**Listed entries**

PR #1941, opened 2026-09-03
fix(toolkit-lib): throttled final event poll fails a successful deploy

### LINKED ISSUE #1777: (toolkit-lib): throttled final stack-event poll in monitor.stop() fails an already-successful deployment
## Describe the bug

`FullCloudFormationDeployment.monitorDeployment()` ends with an unguarded `finally`
(`packages/@aws-cdk/toolkit-lib/lib/api/deployments/deploy-stack.ts`):

```ts
let finalState = this.cloudFormationStack;
try {
  const successStack = await waitForStackDeploy(this.cfn, this.ioHelper, this.stackName);
  if (!successStack) { throw new DeploymentError(...); }
  finalState = successStack;   // <-- the deployment has SUCCEEDED here
} catch (e: any) {
  ...
  throw e;
} finally {
  await monitor.stop();        // <-- can throw, and a throw here discards the success
}
```

`monitor.stop()` issues one further `DescribeStackEvents` read:

`stop()` → `finalPollToEnd()` → `readNewEvents()` → `StackEventPoller.poll()` → `doPoll()`

On this path `readNewEvents()` has **no** `try`/`catch`, unlike the periodic `tick()`, which
catches, emits `CDK_TOOLKIT_E5500`, and carries on:

```ts
} catch (e) {
  await this.ioHelper.notify(IO.CDK_TOOLKIT_E5500.msg(
    util.format('Error occurred while monitoring stack: %s', e), { error: e },
  ));
}
```

Because a `throw` inside a `finally` discards whatever the `try` was about to return, a
transient `Throttling` on that final read **throws away an already-successful deployment
result and propagates as a stack failure**. The stack is `UPDATE_COMPLETE` in CloudFormation
while the toolkit reports it failed and `cdk deploy` exits non-zero.

The decisive point is that this final poll is purely presentational — its own comment says so:

```ts
// Do a final poll for all events. This is to handle the situation where DescribeStackStatus
// already returned an error, but the monitor hasn't seen all the events yet and we'd end
// up not printing the failure reason to users.
await this.finalPollToEnd(oldMonitorId);
```

It exists to make console output complete. It cannot affect whether the deployment succeeded,
so it should not be able to change the reported outcome.

The same unguarded shape appears at the `destroyStack` monitor in the same file, and
`Deployments.rollbackStack` has a third `monitor.stop()` call site.

## Expected Behavior

A read-only, post-completion, presentation-only poll cannot change a deployment's outcome. If
the final poll fails, the toolkit reports the successful deployment and at most warns that
trailing stack events could not be fetched — the same treatment `tick()` already gives an
identical failure.

## Current Behavior

A stack that CloudFormation reports as `UPDATE_COMPLETE` is reported by the toolkit as failed,
and the process exits non-zero, aborting the remainder of a multi-stack deploy:

```
❌  <stack-name> failed: Throttling: Rate exceeded
```

CloudFormation's own stack-event history showed the stack reaching `UPDATE_COMPLETE` roughly two
and a half minutes *before* the toolkit reported it as failed, and the only error in the run was
a CloudFormation read throttle.

The `DescribeStackEvents` poller was demonstrably being throttled. Below is the non-fatal
`CDK_TOOLKIT_E5500` occurrence from the same run, from a global install of `aws-cdk@2.1133.0`
(stack name omitted; `$metadata` and `Error` were collapsed by Node's inspector):

```
Error occurred while monitoring stack: Throttling: Rate exceeded
    at ProtocolLib.getErrorSchemaOrThrowBaseException (/usr/local/lib/node_modules/aws-cdk/lib/index.js:37185:63)
    at AwsQueryProtocol.handleError (/usr/local/lib/node_modules/aws-cdk/lib/index.js:39041:65)
    at AwsQueryProtocol.deserializeResponse (/usr/local/lib/node_modules/aws-cdk/lib/index.js:39011:22)
    at async /usr/local/lib/node_modules/aws-cdk/lib/index.js:20535:24
    at async /usr/local/lib/node_modules/aws-cdk/lib/index.js:31100:22
    at async /usr/local/lib/node_modules/aws-cdk/lib/index.js:29786:40
    at async /usr/local/lib/node_modules/aws-cdk/lib/index.js:30715:26
    at async _StackEventPoller.doPoll (/usr/local/lib/node_modules/aws-cdk/lib/index.js:90499:26)
    at async _StackEventPoller.poll (/usr/local/lib/node_modules/aws-cdk/lib/index.js:90455:24) {
  '$fault': 'client',
  '$retryable': undefined,
  '$metadata': [Object],
  Type: 'Sender',
  Code: 'Throttling',
  Error: [Object]
}
```

Those offsets resolve against the published `aws-cdk@2.1133.0` bundle, so they are reproducible
from the artifact — `npm pack aws-cdk@2.1133.0` and check:

- `lib/index.js:90455` → `const events = await this.doPoll();`, inside `poll()` (defined at 90454)
- `lib/index.js:90499` → `await this.cfn.describeStackEvents({ StackName: ..., NextToken: ... })`,
  inside `doPoll()` (defined at 90492)

Note that 90499 is the *paginating* call inside `doPoll`'s loop, so a single logical poll can
issue several `DescribeStackEvents` requests, each with its own retry budget.

That occurrence was swallowed by `tick()` as designed, and the deploy continued. The unguarded
`finalPollToEnd` path reaches the identical call from `stop()`, where the same error is fatal
instead.

## Reproduction Steps

The defect is in the control flow and does not need real throttling to demonstrate — inject the
failure on the event poll while the stack reaches a successful terminal state. Sketch in the
style of the existing `toolkit-lib` tests (`test/_helpers/mock-sdk.ts`):

```ts
import {
  DescribeStackEventsCommand, DescribeStacksCommand, StackStatus,
} from '@aws-sdk/client-cloudformation';
import { mockCloudFormationClient, restoreSdkMocksToDefault } from '../_helpers/mock-sdk';

test('a throttled final event poll must not fail an already-successful deployment', async () => {
  restoreSdkMocksToDefault();

  // The stack reaches a successful terminal state, so waitForStackDeploy() resolves.
  mockCloudFormationClient.on(DescribeStacksCommand).resolves({
    Stacks: [{
      StackName: 'my-stack',
      StackStatus: StackStatus.UPDATE_COMPLETE,
      CreationTime: new Date(),
    }],
  });

  // Every DescribeStackEvents call throttles. tick() swallows these by design;
  // the final poll inside monitor.stop() does not.
  mockCloudFormationClient.on(DescribeStackEventsCommand).rejects(
    Object.assign(new Error('Rate exceeded'), {
      name: 'Throttling',
      $metadata: { httpStatusCode: 400 },
    }),
  );

  // Fails: rejects with `Throttling: Rate exceeded` out of the `finally`,
  // even though the deployment succeeded.
  await expect(deployments.deployStack({ stack: testStack({ stackName: 'my-stack' }) }))
    .resolves.toMatchObject({ type: 'did-deploy-stack' });
});
```

Note the CloudFormation client's own retry strategy will spend its budget on the rejecting mock,
so this wants fake timers (`test/_helpers/fake-time.ts`) to stay fast.

Organically, the trigger is any deploy that holds enough stacks in flight to saturate the
account-level CloudFormation read quota:

1. `cdk deploy --all --concurrency N` with `N` above ~20, all stacks in one account and region.
   The monitor polls `DescribeStackEvents` every 2 s per in-flight stack, so `N / 2` requests
   per second exceeds the account quota for that API.
2. Let a stack complete successfully while the account is throttling.
3. If that stack's final poll exhausts its retry budget, the successful stack is reported as
   failed and the whole deploy exits non-zero.

## Possible Solution

Guard inside `finalPollToEnd`, which covers the deploy, destroy, and rollback monitors from one
place and mirrors what `tick()` already does:

```ts
private async finalPollToEnd(monitorId: string) {
  try {
    if (this.readPromise) {
      await this.readPromise;
    }
    await this.readNewEvents(monitorId);
  } catch (e) {
    // A presentation-only final poll must never change the outcome of the operation
    await this.ioHelper.notify(IO.CDK_TOOLKIT_E5500.msg(
      util.format('Error occurred during final stack event poll: %s', e), { error: e },
    ));
  }
}
```

Guarding at the `finally { await monitor.stop(); }` call sites instead would cover deploy and
destroy but miss `Deployments.rollbackStack`.

Happy to open a PR if you'd prefer this placement, or a different one.

## Additional Information/Context

**Why this is easy to hit.** The `DescribeStackEvents` quota is **10 requests/second and is not
adjustable** — `aws service-quotas list-service-quotas --service-code cloudformation` reports
`Adjustable: false` for it (and for `DescribeStacks` and `GetTemplate`). With a 2 s interval per
in-flight stack, more than ~20 concurrent stack operations in one account and region
structurally exceeds that quota for this API alone, leaving SDK retries as the only thing
keeping the deploy alive.

**Operators cannot widen the retry window.** `SDK.cloudFormation()` hardcodes
`retryStrategy: new ConfiguredRetryStrategy(7, cappedExponentialBackoff(1000, 15_000))`, which
overrides `AWS_MAX_ATTEMPTS` and `AWS_RETRY_MODE`. That also means there is no way to opt into
`adaptive` mode, whose client-side rate limiter would suit this workload well.

**The tolerance for sustained throttling narrowed in 2.1122.0.** #1500 changed the
CloudFormation client's retry strategy:

```diff
-      retryStrategy: new ConfiguredRetryStrategy(11, (attempt: number) => 1000 * (2 ** attempt)),
+      retryStrategy: new ConfiguredRetryStrategy(7, cappedExponentialBackoff(1000, 15_000)),
```

That reduces attempts 11 → 7 *and* lowers the per-delay ceiling from `@smithy/util-retry`'s
`MAXIMUM_RETRY_DELAY` (20 s) to an explicit 15 s, shortening how long a single call chain can
ride out a throttling burst from roughly 131 s to roughly 45 s. I verified the boundary against
the published artifacts: `aws-cdk@2.1121.0` carries the old values, `2.1122.0` the new ones.

That change looks entirely reasonable for the problem it solved — the PR notes an uncapped
backoff on this client could make the SDK spend tens of minutes, which is a real bug. Flagging
it only because it means less headroom for the failure described here, and because the
consequence of running out of headroom is currently an incorrectly failed deployment rather
than a warning. The polling interval and the number of API calls per poll are unchanged, so
this is purely a tolerance change, not a request-rate change.

**Relationship to #1709 / #1710.** #1710 made the polling interval configurable, which lowers
the request *rate*. This issue is about the *consequence* when a poll does fail, which #1710
does not change — and the failure described here was observed on a CLI that already contained
#1710.

`stackEventPollingInterval` is also unreachable for `cdk deploy` users. In the published
`aws-cdk@2.1133.0` bundle it appears only as `stackEventPollingInterval: options.…` (four
threading sites), never sourced from `argv`, and the bundle contains no corresponding CLI
option string. So the CLI still polls at the 2 s default with no way to change it, and the
`toolkit-lib` escape hatch does not help anyone invoking `cdk` directly.

**Related.** #879 is the analogous unguarded-monitor report for `cdk watch` log monitoring.

## CDK CLI Version
```
2.1133.0
```
*(version confirmed by resolving the stack-trace offsets above against the published bundle;
defect confirmed by inspection of that bundle's `finalPollToEnd` and of `main`; also present in
2.1129.0)*

## Node.js Version
```
24.x where the failure was observed; v24.18.0 for the source analysis
```

## OS
```
Observed on Linux arm64 (container). Source analysis and version verification on macOS 26.5.2 (Darwin arm64).
```

## Language
TypeScript

---

*Authored by Claude Code (Anthropic's agentic CLI). This is AI-assisted analysis of the public
`aws-cdk-cli` source, prompted by a failure seen in a CI pipeline running `cdk deploy --all` at
high `--concurrency`. The source reading, reasoning, and text above are the model's work; the
reproduction sketch has not been executed. Please review the reasoning on its merits rather
than assuming human verification.*

polothy:
> [!NOTE]
> **This PR was created by AI** (Claude Code, Anthropic's agentic CLI), including the code, tests and this description, working from the analysis in #1777. A human directed the work and reviewed the result, but the reasoning and wording below are the model's. Please review it on its merits rather than assuming human verification of every claim.

fixes #1777

That issue has the full diagnosis, the throttling arithmetic and the reproduction; this description covers only what was implemented.

## The fix

`StackActivityMonitor.finalPollToEnd()` is now guarded, which is the one place all three `monitor.stop()` call sites go through — `FullCloudFormationDeployment.monitorDeployment`, `destroyStack` (both in `deploy-stack.ts`) and `Deployments.rollbackStack`. Guarding at the call sites instead would have missed rollback.

Three changes in `packages/@aws-cdk/toolkit-lib`:

1. **`finalPollToEnd()` — the final read no longer propagates.** A failed `readNewEvents()` is reported as `CDK_TOOLKIT_W5500` and `stop()` returns normally. This read only completes the event log; the operation's outcome came from `DescribeStacks` via `waitForStackDeploy` long before.

2. **`finalPollToEnd()` — the awaited in-flight `readPromise` is caught.** This path was equally unguarded and is a separate failure mode: a poll that is still in flight when `stop()` is called, and rejects. It is swallowed rather than reported, because `tick()` awaits that same promise inside its own `try`/`catch` and has already emitted `CDK_TOOLKIT_E5500` for it. Without this catch, the rejection skips the final read entirely — the very flush `stop()` exists to perform.

3. **`tick()` — `readPromise` is cleared in a `finally`.** It was cleared only on the success path, so after any failed poll the field kept an already-rejected promise, and the next `stop()` re-raised it before doing anything. Now the field only ever holds a read that is genuinely in flight, which makes (2)'s "already reported by `tick()`" an invariant rather than an assumption.

Both (1) and (2) are load-bearing; see the mutation testing below.

## Error path

```
                     doPoll() ── DescribeStackEvents ── SDK retries exhausted (Throttling)
                        │
                        ▼
                    poll() → readNewEvents()
                        │
        ┌───────────────┴────────────────┐
        │                                │
   from tick()                    from stop() → finalPollToEnd()
        │                                │
        │                    ┌───────────┴────────────┐
        │                    │                        │
        │            await readPromise         await readNewEvents()
        │            (in-flight poll)             (the final read)
        │                    │                        │
   ┌────▼─────┐         ┌────▼─────┐            ┌─────▼──────┐
   │ caught   │         │ caught   │            │  caught    │
   │ E5500    │         │ ignored  │            │  W5500     │
   │ (before  │         │ (tick    │            │  (new)     │
   │  & after)│         │  reports)│            │            │
   └──────────┘         └──────────┘            └────────────┘
```

Before this PR, only the left branch was caught. Either branch under `stop()` threw, and because both call sites invoke `stop()` from a `finally`, the throw replaced the value the `try` was about to return:

```
finalPollToEnd() throws
  → monitor.stop() throws
  → finally { await monitor.stop() }      ← discards the successful return value
  → monitorDeployment() rejects
  → deployStack() rejects  →  Deploy action rejects  →  exec() rejects
  → cli() .catch()  →  process.exitCode = 1
```

## Before / after for `cdk` users

Scenario: a stack reaches `UPDATE_COMPLETE`, and the account is throttling `DescribeStackEvents` (10 req/s, non-adjustable) hard enough that a call exhausts its retries.

**Before**

```
 ✅  my-stack-a
 ❌  my-stack-b failed: Throttling: Rate exceeded
```

- The stack is `UPDATE_COMPLETE` in CloudFormation but reported as failed.
- `cdk deploy` exits `1`.
- Remaining stacks in a `--all` run are abandoned.
- `toolkit-lib` callers get a rejected `deployStack()` for a deployment that succeeded.

**After**

```
 ✅  my-stack-a
 ✅  my-stack-b
```

plus one warning on the affected stack:

```
[Warning at my-stack-b] Could not read the final stack events, the event log may be incomplete (Throttling). Run again with -v to see the full error.
```

- Exit code `0`; the rest of the `--all` run continues.
- Programmatic callers get `{ type: 'did-deploy-stack', ... }`.
- The only loss is presentational: trailing stack events for that stack may be missing from the printed log, which is what the warning says.

The full error, stack trace and all, is emitted as a `debug` message rather than printed by default, so `-v` shows:

```
Error occurred during final stack event poll: Throttling: Rate exceeded
    at ProtocolLib.getErrorSchemaOrThrowBaseException (...)
    at ... (11 more frames)
```

`CDK_TOOLKIT_W5500` still carries the untouched error object as its `ErrorPayload`, so programmatic consumers get the whole thing regardless of verbosity.

Unchanged: the periodic polls. `tick()` already swallowed throttles and re-polls 2s later, so missed events catch up there. Also unchanged: any failure from `DescribeStacks`/`waitForStackDeploy`, which is how the outcome is actually determined, still fails the deployment.

## Why `warn` and a new message code

The first draft reused `CDK_TOOLKIT_E5500`, matching what `tick()` emits for the identical failure on the identical API call. Changed to a new `CDK_TOOLKIT_W5500` (warn, `ErrorPayload`) because:

- `error` is the one level `CliIoHost.selectStreamFromLevel` does not redirect to stdout under `--ci`, so a green deploy wrote to stderr — noise for exactly the CI pipelines reporting this issue.
- Reporting `error` on an operation that succeeded misstates the outcome. #1777 asked for "at most warns".
- Sibling best-effort failures in the same directory already warn — `hook-result-details.ts` does so twice for the same "optional detail fetch failed, carry on" shape.

`tick()`'s existing `E5500` is deliberately left alone: it fires while the outcome is still unknown, so `error` remains defensible there. `docs/message-registry.md` was regenerated with `npx projen registry`. No API report change — `IO` lives under `lib/api/io/private`.

The warning names the error and points at `-v` rather than inlining it, following the shape #1950 established for `hook-result-details.ts` in this same directory. A throttle here would otherwise put 14 lines of minified SDK stack trace into a log for a deployment that succeeded.

## Trade-off worth reviewing

When the in-flight read fails, the final read now still runs, where previously the throw short-circuited it. Under sustained throttling that is one additional fully-retried `DescribeStackEvents` per stack — `ConfiguredRetryStrategy(7, cappedExponentialBackoff(1000, 15_000))`, so up to roughly a minute — inside a `finally`.

Kept deliberately: that read is the last chance to print the resource-level failure reasons for a stack that genuinely failed, so skipping it would lose diagnostics exactly when they matter. Cost is bounded per stack and concurrent across stacks, so it is tail latency rather than an additive delay, and the alternative it replaces is a wrongly failed deployment.

## Tests

- `test/api/stack-events/stack-activity-monitor.test.ts` — new `stack monitor, failures while reading events` block: a throttled final poll is reported as `W5500` and the full error as `debug` while `stop()` resolves and still emits `I5503`; a poll that fails while `stop()` is waiting on it does not fail `stop()` and does not skip the final read.
- `test/api/deployments/deploy-stack-event-poll-failures.test.ts` (new) — end-to-end: `describeStackEvents` throttling throughout, `deployStack` still returns `did-deploy-stack` for both `change-set` and `direct`, and `destroyStack` still returns its stack ARN.
- `test/api/deployments/cloudformation-deployments.test.ts` — `rollbackStack` under the same throttling still returns `{ success: true }`, pinning the third call site.

Verified by mutation, since these tests must fail for the right reason:

| Mutation | Result |
|---|---|
| Revert the guard entirely | 5 tests fail |
| Keep the swallow, drop the `W5500` notify | 5 tests fail |
| Keep the warning, drop the `debug` message | 1 test fails |
| Remove only the `readPromise` catch | 1 test fails (the in-flight case) |

`test/api/deployments` + `test/api/stack-events` pass (265 tests). Full `toolkit-lib` suite: 1989 pass, with 3 `bootstrap*` suites failing for a pre-existing local reason unrelated to this change (they need `post-compile` to copy `bootstrap-template.yaml`). `eslint` clean.

## Follow-ups, not in this PR

Both come from #1777 and are separate concerns:

- `cappedExponentialBackoff` is deterministic, so `ConfiguredRetryStrategy` replaces smithy's jittered default and throttled pollers re-collide at the same instants. Adding jitter would reduce how often the retry budget is exhausted in the first place.
- `stackEventPollingInterval` exists only in `toolkit-lib`; there is no `cdk deploy` flag for it, so CLI users cannot lower their request rate.

---

### DIFF
--- a/packages/@aws-cdk/toolkit-lib/lib/api/stack-events/stack-activity-monitor.ts
+++ b/packages/@aws-cdk/toolkit-lib/lib/api/stack-events/stack-activity-monitor.ts
@@ -296,11 +296,13 @@ export class StackActivityMonitor {
     // of letting the failure propagate out of stop().
     try {
       await this.readNewEvents(monitorId);
-    } catch (e) {
+    } catch (e: any) {
+      const errorName = e instanceof Error ? e.name : String(e);
       await this.ioHelper.notify(IO.CDK_TOOLKIT_W5500.msg(
-        util.format('Error occurred during final stack event poll, event log may be incomplete: %s', e),
-        { error: e as any },
+        util.format('Could not read the final stack events, the event log may be incomplete (%s). Run again with -v to see the full error.', errorName),
+        { error: e },
       ));
+      await this.ioHelper.defaults.debug(util.format('Error occurred during final stack event poll: %s', e));
     }
   }
 
--- a/packages/@aws-cdk/toolkit-lib/lib/api/stack-events/stack-activity-monitor.ts
+++ b/packages/@aws-cdk/toolkit-lib/lib/api/stack-events/stack-activity-monitor.ts
@@ -217,7 +217,6 @@ export class StackActivityMonitor {
     try {
       this.readPromise = this.readNewEvents(this.monitorId);
       await this.readPromise;
-      this.readPromise = undefined;
 
       // We might have been stop()ped while the network call was in progress.
       if (!this.monitorId) {
@@ -228,6 +227,9 @@ export class StackActivityMonitor {
         util.format('Error occurred while monitoring stack: %s', e),
         { error: e as any },
       ));
+    } finally {
+      // Clear on both paths, so `readPromise` only ever holds a read that is still in flight.
+      this.readPromise = undefined;
     }
     this.scheduleNextTick();
   }
@@ -283,11 +285,23 @@ export class StackActivityMonitor {
     // the moment we were sure we weren't going to get any new events anymore
     // so we need to do a new one anyway. Need to wait for this one though
     // because our state is single-threaded.
-    if (this.readPromise) {
+    try {
       await this.readPromise;
+    } catch {
+      // A failure of the in-flight poll has already been reported by tick().
     }
 
-    await this.readNewEvents(monitorId);
+    // Reading events only completes the event log shown to the user; it cannot change
+    // whether the monitored operation succeeded. Warn that the log may be short instead
+    // of letting the failure propagate out of stop().
+    try {
+      await this.readNewEvents(monitorId);
+    } catch (e) {
+      await this.ioHelper.notify(IO.CDK_TOOLKIT_W5500.msg(
+        util.format('Error occurred during final stack event poll, event log may be incomplete: %s', e),
+        { error: e as any },
+      ));
+    }
   }
 
   /**
--- a/packages/@aws-cdk/toolkit-lib/docs/message-registry.md
+++ b/packages/@aws-cdk/toolkit-lib/docs/message-registry.md
@@ -120,6 +120,7 @@ Please let us know by [opening an issue](https://github.com/aws/aws-cdk-cli/issu
 | `CDK_TOOLKIT_W5400` | Hotswap disclosure message | `warn` | n/a |
 | `CDK_TOOLKIT_E5001` | No stacks found | `error` | n/a |
 | `CDK_TOOLKIT_E5500` | Stack Monitoring error | `error` | {@link ErrorPayload} |
+| `CDK_TOOLKIT_W5500` | Stack events could not be read; the reported event log may be incomplete | `warn` | {@link ErrorPayload} |
 | `CDK_TOOLKIT_I6000` | Provides rollback times | `info` | {@link Duration} |
 | `CDK_TOOLKIT_I6100` | Stack rollback progress | `info` | {@link StackRollbackProgress} |
 | `CDK_TOOLKIT_E6001` | No stacks found | `error` | n/a |
--- a/packages/@aws-cdk/toolkit-lib/lib/api/io/private/messages.ts
+++ b/packages/@aws-cdk/toolkit-lib/lib/api/io/private/messages.ts
@@ -348,6 +348,11 @@ export const IO = {
     description: 'Stack Monitoring error',
     interface: 'ErrorPayload',
   }),
+  CDK_TOOLKIT_W5500: make.warn<ErrorPayload>({
+    code: 'CDK_TOOLKIT_W5500',
+    description: 'Stack events could not be read; the reported event log may be incomplete',
+    interface: 'ErrorPayload',
+  }),
 
   // 6: Rollback (6xxx)
   CDK_TOOLKIT_I6000: make.info<Duration>({
--- a/packages/@aws-cdk/toolkit-lib/test/api/deployments/cloudformation-deployments.test.ts
+++ b/packages/@aws-cdk/toolkit-lib/test/api/deployments/cloudformation-deployments.test.ts
@@ -1102,6 +1102,26 @@ test('rollback stack allows rolling back from UPDATE_FAILED', async () => {
   expect(mockCloudFormationClient).toHaveReceivedCommand(RollbackStackCommand);
 });
 
+test('rollback stack is not failed by a throttled stack event poll', async () => {
+  // GIVEN - reading stack events fails throughout, including the final poll in monitor.stop()
+  givenStacks({
+    '*': { template: {}, stackStatus: 'UPDATE_FAILED' },
+  });
+  mockCloudFormationClient.on(DescribeStackEventsCommand).rejects(
+    Object.assign(new Error('Rate exceeded'), { name: 'Throttling' }),
+  );
+
+  // WHEN
+  const response = await deployments.rollbackStack({
+    stack: testStack({ stackName: 'boop' }),
+    validateBootstrapStackVersion: false,
+  });
+
+  // THEN - the rollback succeeded, and the final poll failure was only reported
+  expect(response).toMatchObject({ success: true });
+  ioHost.expectMessage({ level: 'warn', containing: 'Error occurred during final stack event poll' });
+});
+
 test('rollback stack allows continue rollback from UPDATE_ROLLBACK_FAILED', async () => {
   // GIVEN
   givenStacks({
--- a/packages/@aws-cdk/toolkit-lib/test/api/deployments/cloudformation-deployments.test.ts
+++ b/packages/@aws-cdk/toolkit-lib/test/api/deployments/cloudformation-deployments.test.ts
@@ -1119,7 +1119,7 @@ test('rollback stack is not failed by a throttled stack event poll', async () =>
 
   // THEN - the rollback succeeded, and the final poll failure was only reported
   expect(response).toMatchObject({ success: true });
-  ioHost.expectMessage({ level: 'warn', containing: 'Error occurred during final stack event poll' });
+  ioHost.expectMessage({ level: 'warn', containing: 'the event log may be incomplete' });
 });
 
 test('rollback stack allows continue rollback from UPDATE_ROLLBACK_FAILED', async () => {
--- a/packages/@aws-cdk/toolkit-lib/test/api/deployments/deploy-stack-event-poll-failures.test.ts
+++ b/packages/@aws-cdk/toolkit-lib/test/api/deployments/deploy-stack-event-poll-failures.test.ts
@@ -1,0 +1,117 @@
+import type { CloudFormationStackArtifact } from '@aws-cdk/cloud-assembly-api';
+import { deployStack, destroyStack } from '../../../lib/api/deployments/deploy-stack';
+import type { DeployStackOptions as DeployStackApiOptions } from '../../../lib/api/deployments/deploy-stack';
+import { CloudFormationStackDiagnoser } from '../../../lib/api/diagnosing/stack-diagnoser';
+import { NoBootstrapStackEnvironmentResources } from '../../../lib/api/environment';
+import { StackArtifactSourceTracer } from '../../../lib/api/source-tracing/private/stack-source-tracing';
+import { testStack } from '../../_helpers/assembly';
+import { FakeCloudFormation } from '../../_helpers/fake-aws/fake-cloudformation';
+import { advanceTime } from '../../_helpers/fake-time';
+import {
+  mockCloudFormationClient,
+  mockResolvedEnvironment,
+  MockSdk,
+  MockSdkProvider,
+  restoreSdkMocksToDefault,
+} from '../../_helpers/mock-sdk';
+import { TestIoHost } from '../../_helpers/test-io-host';
+
+const ioHost = new TestIoHost();
+const ioHelper = ioHost.asHelper('deploy');
+
+const FAKE_STACK = testStack({
+  stackName: 'withouterrors',
+  template: {
+    Resources: {
+      MyResource: {
+        Type: 'Test::Resource::Type',
+        Properties: {
+          Bar: 'Bar',
+        },
+      },
+    },
+  },
+});
+
+let sdk: MockSdk;
+let sdkProvider: MockSdkProvider;
+const fakeCfn = new FakeCloudFormation();
+
+beforeEach(() => {
+  fakeCfn.reset();
+  ioHost.clear();
+
+  sdkProvider = new MockSdkProvider();
+  sdk = new MockSdk();
+
+  restoreSdkMocksToDefault();
+  fakeCfn.installUsingAwsMock(mockCloudFormationClient);
+
+  jest.useFakeTimers();
+});
+
+afterEach(() => {
+  jest.useRealTimers();
+  jest.restoreAllMocks();
+});
+
+function standardDeployStackArguments(stack: CloudFormationStackArtifact = FAKE_STACK): DeployStackApiOptions {
+  const resolvedEnvironment = mockResolvedEnvironment();
+  return {
+    stack,
+    sdk,
+    sdkProvider,
+    resolvedEnvironment,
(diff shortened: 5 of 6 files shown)


mrgrain (approved):

packages/@aws-cdk/toolkit-lib/lib/api/stack-events/stack-activity-monitor.ts
```diff
@@ -287,11 +289,23 @@ export class StackActivityMonitor {
...
+    // Reading events only completes the event log shown to the user; it cannot change
+    // whether the monitored operation succeeded. Warn that the log may be short instead
+    // of letting the failure propagate out of stop().
+    try {
+      await this.readNewEvents(monitorId);
+    } catch (e) {
+      await this.ioHelper.notify(IO.CDK_TOOLKIT_W5500.msg(
+        util.format('Error occurred during final stack event poll, event log may be incomplete: %s', e),
+        { error: e as any },
+      ));
```
mrgrain, line 304: we can probably do better here in terms of the message, maybe just use the error name in the default warning and emit the full error as debug message that can be enabled using `-v`. We can tell the users about this flag in the message as well.

mrgrain (changes requested):
This looks good. Some minor feedback on the error and you'll need to rebase to make the build pass. Thank you!

polothy:
@mrgrain thanks for the swift feedback! Updated error reporting/handling (in https://github.com/aws/aws-cdk-cli/pull/1941/changes/b90581a59f3298daa6c8eb156389f8153b2d2489) and the branch was re-based.

mrgrain (approved):

polothy:
Thanks so much for the help @mrgrain !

**Instructions for the task**
Say the number of lines in the records above that include the string "concurrency", and no more.

**The answer**
2